Her assertion generated considerable controversy in the academic community because of her father's stature as a scholar and Communist. Numerous letters were published in The Chronicle of Higher Education, which had reviewed her book, and on the History News Network of George Mason University. Some historians wondered how this news affected people's perceptions of Herbert Aptheker's work. Others questioned Bettina Aptheker's credibility, classing her account in stories of "recovered memory". The historian Mark Rosenzweig wrote, "the truth about Herbert and Bettina is inaccessible to us." The historian Jesse Lemisch wrote in his second essay about the controversy, "Shhh! Don't Talk about Herbert Aptheker":

"... a general public silence by Old Leftists in response to the report of Herbert Aptheker's sexual molestation of his daughter Bettina may be writing another chapter in the strange history of American Communism. Fellow Red Diaper Babies and many former Communists seem to want to sweep this under the rug — or, may I say, airbrush it — as if there had never been a Women's Liberation Movement, and it had never occurred to anybody that there might be a connection between the personal and the political ..."

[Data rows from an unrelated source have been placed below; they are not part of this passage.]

PR #1227, opened 2017-09-01
Fix crash when putting app in background while switching accounts

vytis:
The reason was that ConversationListViewController was leaking after tearing down UI and UserSession. It was listening for app lifecycle notifications and was doing things with user session after coming back from background.

### DIFF
--- a/Wire-iOS/Sources/AppRootViewController.swift
+++ b/Wire-iOS/Sources/AppRootViewController.swift
@@ -189,9 +189,22 @@ class AppRootViewController : UIViewController {
         }
     }
     
+    
+    private func dismissModalsFromAllChildren(of viewController: UIViewController?) {
+        guard let viewController = viewController else { return }
+        for child in viewController.childViewControllers {
+            if child.presentedViewController != nil {
+                child.dismiss(animated: false, completion: nil)
+            }
+            dismissModalsFromAllChildren(of: child)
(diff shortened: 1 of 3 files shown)


Wire-iOS/Sources/AppRootViewController.swift
```diff
@@ -189,9 +189,22 @@ class AppRootViewController : UIViewController {
...
+            dismissModalsFromAllChildren(of: child)
+        }
+    }
+    
     func transition(to viewController : UIViewController, animated : Bool = true, completionHandler: (() -> Void)? = nil) {
         
-        visibleViewController?.dismiss(animated: false, completion: nil)
+        // If we have some modal view controllers presented in any of the (grand)children
+        // of this controller they stay in memory and leak on iOS 10.
+        dismissModalsFromAllChildren(of: visibleViewController)
```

The controversy continued for months. In November 2007, historian Christopher Phelps published an overview in The Nation magazine. He included the results of an interview with Kate Miller, who had been present during Aptheker's 1999 conversation with her father about the abuse, and confirmed her account.

== Works ==
=== Books ===
- Big Business and the American University. New York: New Outlook Publishers, 1966.
- Columbia Inc. New York: W.E.B. DuBois Clubs of America, May 1968.
- Racism and Reaction in the United States: Two Marxian Studies. With Herbert Aptheker. New York: New Outlook Publishers, 1971.
- The Morning Breaks: The Trial of Angela Davis. Ithaca, NY: Cornell University Press, 1976 ISBN 9780801485978
- The Unfolding Drama: Studies in U.S. History. With Herbert Aptheker. New York: International Publishers, 1979.
- Woman's Legacy: Essays on Race, Sex and Class in American History. Amherst, MA: University of Massachusetts Press, 1982 ISBN 9780870233654
- Tapestries of Life: Women's Work, Women's Consciousness and the Meaning of Daily Life. Amherst, MA: University of Massachusetts Press, 1989 ISBN 9780870236594
- Aptheker, Bettina (2006). "Intimate Politics: How I Grew Up Red, Fought for Free Speech, and Became a Feminist Rebel"
- Communists in Closets: Queering the History 1930s-1990s. Routledge, September 2022 ISBN 9781032035840

=== Book chapters and articles ===
- "Toni Cade Bambara: A Political Life of the Spirit", in Linda J. Holmes and Cheryl A. Wall, editors, Savoring the Salt: The Legacy of Toni Cade Bambara, Temple University Press, 2008. pp. 226–235.
- "Keeping the Communist Party Straight, 1940s-1980s", New Politics, Summer 2008, Vol.XII, No. 1, pp. 22–27.
- "Teaching about Anti-Semitism and the Legacy of Jewish Women". Women's Studies Quarterly, vol. 21, no. 3/4, 1993, pp. 63–68.
- "Race and Class: Patriarchal Politics and Women's Experience". Women's Studies Quarterly, vol. 10, no. 4, 1982, pp. 10–15.
- Strong Is What We Make Each Other': Unlearning Racism within Women's Studies". Women's Studies Quarterly, vol. 9, no. 4, 1981, pp. 13–16.

== Awards and honors ==
Aptheker received the 2004 "Award for Excellence in Education" by the California chapter of the National Organization for Women (CA NOW). In 2012, she was co-appointment with Karen Yamashita to the UC Presidential Chair in Feminist Critical Race and Ethnic Studies; a position offered to distinguished members of the university's faculty intended to encourage new or interdisciplinary program development. She received the 2017 John Dizikes Teaching Award in Humanities and the inaugural appointee of the endowed Peggy and Jack Baskin Foundation Presidential Chair for Feminist Studies.